What about this? It’s a movie you spot in a corner of the screen, with an ominous one-word title in creepy-crawly letters over the image of a face in mid-scream. But is it inventive, metaphoric horror, like “Hereditary” and “It Follows,” or torture porn? The trailer is inconclusive, but the “customers also watched” list is damning: a movie about killer alligators, a movie about killer grizzlies, a movie about killer colossi of unknown origin. You’d rather count killer sheep.

You’re reminded of those casino buffets in Las Vegas that are the length of a football field but fail to include the one thing you really want — a piece of chicken, roasted or fried, that’s moister than the surrounding desert — among the garlic-suffocated shrimp and the pepper-strangled steak and the cheese-gagged ziti, which aren’t so much baked as congealed. An infinity of calories. An absence of real satisfaction.
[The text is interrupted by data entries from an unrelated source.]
PR #2847, opened 2026-04-13
OAK-12180 - AzureRepositoryLock renewal thread should not terminate

ahanikel:
There are still situations where an exception occurs in lease renewal and the thread exits, meaning it will block writes forever and never recover, even if the cause of the exception is temporary.


reschke:
@ahanikel - is this something that needs to go into the next release? (2.0.0)

ahanikel:
@reschke If possible, yes: if any connectivity issues / DNS failures happen, the lease renewal thread currently terminates, making it unable to recover if the condition goes away. With this change we tell the renewal thread to keep on trying.

ahanikel:
SonarQube fails because ```Error:  Project not found. Please check the 'sonar.projectKey' and 'sonar.organization' properties, the 'SONAR_TOKEN' environment variable, or contact the project administrator to check the permissions of the user the token belongs to``` so unrelated.

reschke:
@ahanikel - Sonar runs only on branches in the jackrabbit-oak repo.

PR #2850, opened 2026-04-14
OAK-12181 - add metric when repository lock could not be renewed

smiroslav:
https://issues.apache.org/jira/browse/OAK-12181

### DIFF
--- a/oak-segment-azure/src/main/java/org/apache/jackrabbit/oak/segment/azure/AzurePersistence.java
+++ b/oak-segment-azure/src/main/java/org/apache/jackrabbit/oak/segment/azure/AzurePersistence.java
@@ -113,13 +113,16 @@ public class AzurePersistence implements SegmentNodeStorePersistence {
         BlockBlobClient blockBlobClient = getBlockBlob("repo.lock");
         BlockBlobClient noRetryBlockBlobClient = getNoRetryBlockBlob("repo.lock");
         BlobLeaseClient blobLeaseClient = new BlobLeaseClientBuilder().blobClient(noRetryBlockBlobClient).buildClient();
-        return new AzureRepositoryLock(blockBlobClient, blobLeaseClient, () -> {
-            log.error("Lost connection to Azure. The repository lock lease could not be renewed.");
-            RemoteStoreMonitor monitor = remoteStoreMonitor.get();
-            if (monitor != null) {
-                monitor.repositoryLockLost();
-            }
-        }, writeAccessController).lock();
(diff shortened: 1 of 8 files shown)


oak-segment-azure/src/main/java/org/apache/jackrabbit/oak/segment/azure/v8/AzurePersistenceV8.java
```diff
@@ -122,7 +131,8 @@ private CloudAppendBlob getAppendBlob(String path) throws IOException {
         }
     }
 
-    private static void attachRemoteStoreMonitor(RemoteStoreMonitor remoteStoreMonitor) {
+    private void attachRemoteStoreMonitor(RemoteStoreMonitor remoteStoreMonitor) {
+        this.remoteStoreMonitor.set(remoteStoreMonitor);
```
jsedding, line 135: Would it make sense to only allow `RemoteStoreMonitor` to be set once?

```suggestion
        this.remoteStoreMonitor.getAndUpdate(oldValue -> {
            if (oldValue == null) {
                return remoteStoreMonitor;
            }
            throw new IllegalStateException("attachRemoteStoreMonitor may only be called once");
        });
```

oak-segment-azure/src/main/java/org/apache/jackrabbit/oak/segment/azure/AzurePersistence.java
```diff
@@ -141,6 +150,7 @@ private AppendBlobClient getAppendBlob(String path) throws IOException {
     }
 
     private void attachRemoteStoreMonitor(RemoteStoreMonitor remoteStoreMonitor) {
+        this.remoteStoreMonitor.set(remoteStoreMonitor);
```
jsedding, line 153: See comment for V8.

jsedding (approved):
Looks good @smiroslav. Just one question/suggestion. Up to you if it makes sense or not.

oak-segment-azure/src/main/java/org/apache/jackrabbit/oak/segment/azure/v8/AzurePersistenceV8.java
smiroslav: Thanks @jsedding for the suggestion. 
I am thinking since the method is public, theoretically it could be called more than once for the same persistence, not that I see how it would make sense. I am a bit reluctant to add that set-once guard since we do not document this behaviour in the interface.

PR #2854, opened 2026-04-14
OAK-12156 : removed guava cache from oak-store-document caches

rishabhdaim:


thomasmueller (commented):
I didn't find an obvious problem, but I just wonder if it would have been saver to retain the old behavior (and old code), eg. the change for getCause(). The idea is that if the behavior is the same, then the PR would be smaller, and so easier to analyze.

thomasmueller (approved):

PR #2864, opened 2026-04-16
OAK-12161 : removed guava's cachestats and did the final cleanup

rishabhdaim:
Renamed CacheStatsAdaptor. -> CacheStats


oak-core-spi/src/main/java/org/apache/jackrabbit/oak/cache/AbstractCacheStats.java
```diff
@@ -38,8 +38,8 @@ public abstract class AbstractCacheStats extends AnnotatedStandardMBean implemen
     @NotNull
     private final String name;
 
-    private CacheStats lastSnapshot =
-            new CacheStats(0, 0, 0, 0, 0, 0);
+    private CacheStatsSnapshot lastSnapshot =
+            new CacheStatsSnapshot(0, 0, 0, 0, 0, 0);
```
jsedding, line 42: `lastSnapshot` should be `volatile`. It isn't properly `synchronized` anyway, and synchronization is not nessesary.

oak-core-spi/src/main/java/org/apache/jackrabbit/oak/cache/AbstractCacheStats.java
```diff
@@ -51,19 +51,17 @@ protected AbstractCacheStats(@NotNull String name) {
...
+     * Call back invoked to retrieve the most recent {@link CacheStatsSnapshot} of the
      * underlying cache.
      */
-    protected abstract CacheStats getCurrentStats();
+    protected abstract CacheStatsSnapshot getCurrentStats();
 
-    private CacheStats stats() {
+    private CacheStatsSnapshot stats() {
         return getCurrentStats().minus(lastSnapshot);
     }
```
jsedding, line 65: Together with the proposal to make `lastSnapshot` volatile, we should make sure to first get the value of `lastSnapshot` before calling `getCurrentStats(). Otherwise it is possible that a `resetStats()` call happens after `getCurrentStats()` and reading `lastSnapshot`, leading to negative values.

```suggestion
    private CacheStatsSnapshot stats() {
        // get baseline before calling getCurrentStats() to guard against race with resetStats()
        CacheStatsSnapshot baseline = lastSnapshot;
        return getCurrentStats().minus(baseline);
    }
```

oak-core-spi/src/main/java/org/apache/jackrabbit/oak/cache/AbstractCacheStats.java
jsedding, line 19: This probably should move to the `org.apache.jackrabbit.oak.cache.api`, I think. The class is used by other bundles, right? So it needs to be exported, and probably annotated `@ProviderType`.

oak-core-spi/src/main/java/org/apache/jackrabbit/oak/cache/AbstractCacheStats.java
```diff
@@ -51,19 +51,17 @@ protected AbstractCacheStats(@NotNull String name) {
...
 
     @Override
     public synchronized void resetStats() {
```
jsedding, line 68: If we switch `lastSnapshot` to volatile, this no longer needs to be synchronized.

```suggestion
    public void resetStats() {
```

oak-core-spi/src/test/java/org/apache/jackrabbit/oak/cache/api/CacheStatsTest.java
```diff
@@ -20,7 +20,7 @@
 import org.junit.Test;
 
 /** Tests for {@link CacheStatsSnapshot}. */
-public class CacheStatsSnapshotTest {
+public class CacheStatsTest {
```
jsedding: The name should be `CacheStatsSnapshotTest`.

oak-segment-tar/src/main/java/org/apache/jackrabbit/oak/segment/WriterCacheManager.java
```diff
@@ -351,17 +351,20 @@ public CacheStatsMBean getTemplateCacheStats() {
...
+            return () -> {
+                long hits = 0, misses = 0, loads = 0, failures = 0, loadTime = 0, evictions = 0;
+                for (RecordCache<?> cache : caches) {
+                    CacheStatsSnapshot s = cache.getStats();
+                    hits += s.hitCount();
+                    misses += s.missCount();
+                    loads += s.loadSuccessCount();
+                    failures += s.loadFailureCount();
+                    loadTime += s.totalLoadTime();
+                    evictions += s.evictionCount();
```
jsedding: We could consider implementing `CacheStatsSnapshot#plus(CacheStatsSnapshot)`. It already implements `#minus(CacheStatsSnapshot)`.

jsedding (changes requested):
Please take a look at my comments. Overall it looks good to me.

oak-segment-tar/src/main/java/org/apache/jackrabbit/oak/segment/WriterCacheManager.java
rishabhdaim: added in https://github.com/apache/jackrabbit-oak/pull/2864/commits/809e98790f5821f7245237d050505a510a366796

oak-core-spi/src/test/java/org/apache/jackrabbit/oak/cache/api/CacheStatsTest.java
rishabhdaim: added in https://github.com/apache/jackrabbit-oak/pull/2864/commits/809e98790f5821f7245237d050505a510a366796

oak-core-spi/src/main/java/org/apache/jackrabbit/oak/cache/AbstractCacheStats.java
rishabhdaim: As discussed offline, we have moved `CacheStats` and `CacheStatsSnapshot` into same package as that of `AbstractCacheStats` in https://github.com/apache/jackrabbit-oak/pull/2864/commits/809e98790f5821f7245237d050505a510a366796

oak-core-spi/src/main/java/org/apache/jackrabbit/oak/cache/api/CacheStatsSnapshot.java
```diff
@@ -89,4 +130,23 @@ public CacheStatsSnapshot minus(@NotNull CacheStatsSnapshot other) {
...
+     */
+    @NotNull
+    public CacheStatsSnapshot plus(@NotNull CacheStatsSnapshot other) {
+        return new CacheStatsSnapshot(
+                Long.sum(hitCount, other.hitCount),
+                Long.sum(missCount, other.missCount),
+                Long.sum(loadSuccessCount, other.loadSuccessCount),
+                Long.sum(loadFailureCount, other.loadFailureCount),
+                Long.sum(totalLoadTime, other.totalLoadTime),
+                Long.sum(evictionCount, other.evictionCount)
```
jsedding: Very unlikely to happen in practice. But `Math.addExact()` throws if a long overflow happens. `Long.sum)()` quietly overflows.

```suggestion
                Math.addExact(hitCount, other.hitCount),
                Math.addExact(missCount, other.missCount),
                Math.addExact(loadSuccessCount, other.loadSuccessCount),
                Math.addExact(loadFailureCount, other.loadFailureCount),
                Math.addExact(totalLoadTime, other.totalLoadTime),
                Math.addExact(evictionCount, other.evictionCount)
```

jsedding (approved):
Looks good. I have one more suggestion, but I don't expect this to cause issues in practice. Thanks @rishabhdaim!

PR #693, opened 2014-12-19
Default output filename and ResolveAssemblyReference fixups.

tomkcook:
This request encompasses two separate changes, but I can't figure out how to create separate requests for them.

The change to TemplateGenerator.cs provides a minimal implementation of the ResolveAssemblyReference method.  This uses the reference paths provided on the command-line to attempt to resolve assembly references if they do not already refer to an absolute path.  If the reference cannot be resolved in this way, it returns the assembly name unchanged.  This causes Mono to search for it as normal, either finding it by some other mechanism (as happens for System.\* etc) or reporting an error.

The change to TextTransform.cs removes the requirement for the output file to be named on the command-line.  If the output file is not named, it defaults to the same as the input file.  This is then further modified by a line such as:

```
<#@ output extension=".f90" #>
```

in the template.  This change is to match the behaviour of TextTransform.exe in Visual Studio 2013 on Windows.

### DIFF
--- a/main/src/addins/TextTemplating/TextTransform/TextTransform.cs
+++ b/main/src/addins/TextTemplating/TextTransform/TextTransform.cs
@@ -76,8 +76,14 @@ namespace Mono.TextTemplating
 			}
 			
 			if (string.IsNullOrEmpty (outputFile)) {
-				Console.Error.WriteLine ("No output file specified; using default.");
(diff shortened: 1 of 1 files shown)


mhutch:
Yes, if you'd like to contribute those changes I'd be happy to integrate them.

PR #703, opened 2015-01-06
Icons renaming

vancura:
I moved and renamed icons, to make it simpler to use. People were confused by the -light- snippet in filenames when it was not used in the real path but only in solution file. Here I fix all of these issues.

Also take a look at https://github.com/mono/monodevelop/commit/8eb783c9ce2ee7b23a73d35703cd7a71e6e19a96 where I rename some icons to unify filenames.

One thing can complicate the stuff here: in https://github.com/fsharp/fsharpbinding/blob/master/monodevelop/MonoDevelop.FSharpBinding/Templates/FSharpNUnitLibraryProject.xpt.xml#L8 there's old reference to `project-nunit-overlay-light-32.png` and if we rename it in monodevelop, this template will have a red square icon until it's fixed. I can't change it there, I don't have rw access (/c @7sharp9) -- the change is simple, just remove `-light` so the new filename is `project-nunit-overlay-32.png`


alanmcgovern:
For now we could include both the original image name and new image name to avoid breaking the addins.

However that does raise an interesting question - are these images supposed to be considered public API or private implementation detail? I would hope it's the latter and so we can safely rename them at will.

vancura:
Maybe the icon should be bundled in https://github.com/fsharp/fsharpbinding. This dependency stinks.

vancura:
@alanmcgovern see above.

7sharp9:
We can use our own icons in the F# addin if we wish, lluis requested the icons match the C# ones.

At least that’s my streaming experience of late, and in describing it, I’m complicating my previous observations that this is the Golden Age of television (if we’re defining television broadly), with such gleaming keepsakes from the past decade as “Mindhunter” on Netflix, “Mare of Easttown” on HBO, “The Night Manager” on Amazon Prime and more.

But the mine isn’t bottomless — or, rather, it has more dross than precious metal. The growth of streaming services spurred a record high of 559 new scripted television series in 2021, up from 216 in 2010, according to an article in Axios. Is that boom or bloat?

And an eager viewer can so easily feel hoodwinked — by narratives that should be told in four or six hours but are elongated to eight, and by rightfully buried movies that are wrongly exhumed and extolled by streaming services intent on sheer volume.

There is, however, an upside.

I’m reading more.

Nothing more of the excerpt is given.